# [TASK PROMPT]
Every line in the data below that holds "primitives" should be found and copied.

::::::::

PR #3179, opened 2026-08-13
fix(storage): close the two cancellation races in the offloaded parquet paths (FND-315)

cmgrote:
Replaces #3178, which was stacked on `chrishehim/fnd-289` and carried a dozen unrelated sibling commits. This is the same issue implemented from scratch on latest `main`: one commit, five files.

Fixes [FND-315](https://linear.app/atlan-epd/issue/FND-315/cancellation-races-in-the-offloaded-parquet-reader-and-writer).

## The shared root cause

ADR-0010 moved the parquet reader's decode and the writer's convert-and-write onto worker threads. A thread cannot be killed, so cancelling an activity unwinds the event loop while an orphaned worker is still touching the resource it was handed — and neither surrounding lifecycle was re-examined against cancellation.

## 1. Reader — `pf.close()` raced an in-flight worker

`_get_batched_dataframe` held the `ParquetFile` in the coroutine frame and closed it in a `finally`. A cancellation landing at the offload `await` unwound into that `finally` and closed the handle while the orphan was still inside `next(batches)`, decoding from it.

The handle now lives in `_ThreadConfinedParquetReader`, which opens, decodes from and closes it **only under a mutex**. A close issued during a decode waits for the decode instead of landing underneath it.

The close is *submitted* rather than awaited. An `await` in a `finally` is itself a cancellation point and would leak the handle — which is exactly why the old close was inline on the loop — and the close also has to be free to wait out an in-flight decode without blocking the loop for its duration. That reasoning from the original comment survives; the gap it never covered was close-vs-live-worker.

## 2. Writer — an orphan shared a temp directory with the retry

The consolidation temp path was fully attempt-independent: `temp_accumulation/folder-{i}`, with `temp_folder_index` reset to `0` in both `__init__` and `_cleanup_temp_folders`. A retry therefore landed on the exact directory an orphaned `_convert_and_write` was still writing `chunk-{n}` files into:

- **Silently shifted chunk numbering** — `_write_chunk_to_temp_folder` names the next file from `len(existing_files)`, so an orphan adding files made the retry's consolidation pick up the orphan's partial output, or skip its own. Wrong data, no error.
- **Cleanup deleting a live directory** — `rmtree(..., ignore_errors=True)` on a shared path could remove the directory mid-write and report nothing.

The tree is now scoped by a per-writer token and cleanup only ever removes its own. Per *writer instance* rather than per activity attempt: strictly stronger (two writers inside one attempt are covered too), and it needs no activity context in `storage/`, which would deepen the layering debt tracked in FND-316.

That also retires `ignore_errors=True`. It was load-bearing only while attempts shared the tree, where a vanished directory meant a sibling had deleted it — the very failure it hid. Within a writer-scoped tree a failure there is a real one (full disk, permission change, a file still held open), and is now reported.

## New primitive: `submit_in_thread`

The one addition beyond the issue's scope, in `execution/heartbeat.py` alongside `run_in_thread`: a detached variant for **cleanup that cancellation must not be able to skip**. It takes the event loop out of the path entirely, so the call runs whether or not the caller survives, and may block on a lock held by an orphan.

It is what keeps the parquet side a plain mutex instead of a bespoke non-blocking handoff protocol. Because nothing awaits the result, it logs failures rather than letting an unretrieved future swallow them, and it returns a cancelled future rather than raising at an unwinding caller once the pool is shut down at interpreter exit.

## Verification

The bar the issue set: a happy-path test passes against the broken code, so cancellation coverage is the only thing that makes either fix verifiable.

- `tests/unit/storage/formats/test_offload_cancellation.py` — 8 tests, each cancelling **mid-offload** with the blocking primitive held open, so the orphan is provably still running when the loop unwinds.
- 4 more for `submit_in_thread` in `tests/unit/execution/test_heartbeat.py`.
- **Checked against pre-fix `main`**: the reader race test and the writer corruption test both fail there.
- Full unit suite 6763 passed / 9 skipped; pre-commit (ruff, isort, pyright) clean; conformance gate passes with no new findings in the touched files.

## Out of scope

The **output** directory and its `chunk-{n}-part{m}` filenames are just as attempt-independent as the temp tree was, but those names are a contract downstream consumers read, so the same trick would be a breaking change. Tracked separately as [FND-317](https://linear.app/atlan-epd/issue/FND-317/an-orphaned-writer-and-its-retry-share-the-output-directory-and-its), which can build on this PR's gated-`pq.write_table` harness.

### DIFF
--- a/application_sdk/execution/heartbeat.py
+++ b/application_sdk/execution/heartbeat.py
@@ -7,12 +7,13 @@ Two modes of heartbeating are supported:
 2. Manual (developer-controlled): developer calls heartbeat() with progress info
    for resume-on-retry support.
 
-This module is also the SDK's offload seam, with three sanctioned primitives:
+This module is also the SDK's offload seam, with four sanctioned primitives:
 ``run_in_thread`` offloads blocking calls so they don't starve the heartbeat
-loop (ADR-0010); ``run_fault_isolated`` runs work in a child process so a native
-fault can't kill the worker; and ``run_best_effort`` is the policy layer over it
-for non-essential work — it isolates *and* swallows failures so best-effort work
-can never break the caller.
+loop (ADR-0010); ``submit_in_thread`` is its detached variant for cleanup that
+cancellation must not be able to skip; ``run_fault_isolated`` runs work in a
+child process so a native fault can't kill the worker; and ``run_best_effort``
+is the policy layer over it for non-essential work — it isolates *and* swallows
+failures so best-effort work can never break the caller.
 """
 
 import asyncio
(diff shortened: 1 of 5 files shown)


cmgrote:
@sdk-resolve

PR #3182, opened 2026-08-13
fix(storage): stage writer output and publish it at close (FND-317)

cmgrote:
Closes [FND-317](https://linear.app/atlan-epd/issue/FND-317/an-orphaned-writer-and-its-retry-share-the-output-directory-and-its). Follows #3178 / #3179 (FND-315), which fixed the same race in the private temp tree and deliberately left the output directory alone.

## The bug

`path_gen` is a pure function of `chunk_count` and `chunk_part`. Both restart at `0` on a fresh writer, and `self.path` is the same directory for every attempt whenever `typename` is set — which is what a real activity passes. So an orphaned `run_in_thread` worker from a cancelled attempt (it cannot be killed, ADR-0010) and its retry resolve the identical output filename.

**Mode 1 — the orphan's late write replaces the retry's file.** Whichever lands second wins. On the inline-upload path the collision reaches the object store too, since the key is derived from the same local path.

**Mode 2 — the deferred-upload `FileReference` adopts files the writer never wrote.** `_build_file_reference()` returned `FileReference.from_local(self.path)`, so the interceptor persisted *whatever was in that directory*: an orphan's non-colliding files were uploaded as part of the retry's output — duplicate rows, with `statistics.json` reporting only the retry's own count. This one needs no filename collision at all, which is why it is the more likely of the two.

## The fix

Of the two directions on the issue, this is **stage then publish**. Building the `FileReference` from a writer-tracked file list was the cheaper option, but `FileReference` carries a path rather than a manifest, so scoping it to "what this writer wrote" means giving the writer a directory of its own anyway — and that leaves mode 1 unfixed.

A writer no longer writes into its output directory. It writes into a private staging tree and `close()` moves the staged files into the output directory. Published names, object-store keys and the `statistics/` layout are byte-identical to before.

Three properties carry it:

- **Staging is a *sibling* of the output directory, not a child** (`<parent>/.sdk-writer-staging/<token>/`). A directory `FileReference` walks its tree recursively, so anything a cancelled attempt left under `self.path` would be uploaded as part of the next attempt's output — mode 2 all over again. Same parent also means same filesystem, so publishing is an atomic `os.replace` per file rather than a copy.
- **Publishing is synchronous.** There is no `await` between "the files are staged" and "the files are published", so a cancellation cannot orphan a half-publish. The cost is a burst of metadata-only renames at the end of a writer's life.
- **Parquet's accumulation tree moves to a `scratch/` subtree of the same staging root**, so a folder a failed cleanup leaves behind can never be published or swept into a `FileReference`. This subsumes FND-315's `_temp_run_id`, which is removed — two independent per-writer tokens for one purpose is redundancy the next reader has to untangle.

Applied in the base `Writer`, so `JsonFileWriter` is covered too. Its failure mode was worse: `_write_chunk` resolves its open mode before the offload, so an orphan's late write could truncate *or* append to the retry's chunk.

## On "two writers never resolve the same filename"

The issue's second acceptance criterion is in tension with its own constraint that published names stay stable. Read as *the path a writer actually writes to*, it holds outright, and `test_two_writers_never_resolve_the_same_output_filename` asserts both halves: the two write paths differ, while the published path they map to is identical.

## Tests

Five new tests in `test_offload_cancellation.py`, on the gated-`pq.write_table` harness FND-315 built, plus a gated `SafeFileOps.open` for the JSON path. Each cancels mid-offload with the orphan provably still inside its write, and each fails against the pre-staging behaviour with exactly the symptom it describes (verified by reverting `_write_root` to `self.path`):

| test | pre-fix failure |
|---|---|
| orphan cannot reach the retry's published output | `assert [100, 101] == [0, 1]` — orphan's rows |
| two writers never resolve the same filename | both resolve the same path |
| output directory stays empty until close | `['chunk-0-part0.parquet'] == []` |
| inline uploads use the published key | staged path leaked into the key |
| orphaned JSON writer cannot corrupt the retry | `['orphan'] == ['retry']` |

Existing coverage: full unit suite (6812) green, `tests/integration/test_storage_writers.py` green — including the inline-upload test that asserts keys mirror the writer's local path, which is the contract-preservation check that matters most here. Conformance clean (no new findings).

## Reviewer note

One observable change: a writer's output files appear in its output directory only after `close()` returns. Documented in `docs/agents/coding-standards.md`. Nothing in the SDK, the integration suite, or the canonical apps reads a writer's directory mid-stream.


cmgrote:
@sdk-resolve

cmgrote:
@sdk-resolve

::::::::

# [WRITTEN ANSWER]
-This module is also the SDK's offload seam, with three sanctioned primitives:
+This module is also the SDK's offload seam, with four sanctioned primitives:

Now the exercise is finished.